### RECORD EXCERPTS:
———

PR #1712, opened 2024-11-21
Add ```path``` option to ```download_from_url``` for specifying unzip location

HenriquePreto:
This PR adds a ```path``` argument to the ```download_from_url``` function, providing users the option to specify where to unzip downloaded files.

If no ```path``` is provided, the files will be extracted into a subfolder named after the zip file. For example, if the zip file is named ```files.zip```, the extracted files will be placed in a ```files/``` directory. If the user specifies ```path="."```, the files will be extracted directly into the current directory, without being placed in a subfolder.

———

### ABOUT THIS TASK:
The complete listing above is to be output again exactly.

### EXERCISE RESPONSE:
PR #1712, opened 2024-11-21
Add ```path``` option to ```download_from_url``` for specifying unzip location

HenriquePreto:
This PR adds a ```path``` argument to the ```download_from_url``` function, providing users the option to specify where to unzip downloaded files.

If no ```path``` is provided, the files will be extracted into a subfolder named after the zip file. For example, if the zip file is named ```files.zip```, the extracted files will be placed in a ```files/``` directory. If the user specifies ```path="."```, the files will be extracted directly into the current directory, without being placed in a subfolder.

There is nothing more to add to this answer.